- [ACTIVITY]: Every line of the material that holds "browse" should be counted; give the number and nothing more.

RECORDS FOR PROCESSING: Begin

PR #7247, opened 2024-11-18
https://issues.redhat.com/browse/ACM-13028

jc-berger:
See Jira: https://issues.redhat.com/browse/ACM-13028

### DIFF
--- a/release_notes/known_issues_continuity.adoc
+++ b/release_notes/known_issues_continuity.adoc
@@ -33,10 +33,10 @@ For more about deprecations and removals, see xref:../release_notes/deprecate_re
 Backup and restore known issues and limitations are listed here, along with workarounds if they are available.
 
 [#limited-support-ocp]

RECORDS FOR PROCESSING: End

- [EXERCISE SOLUTION]: 2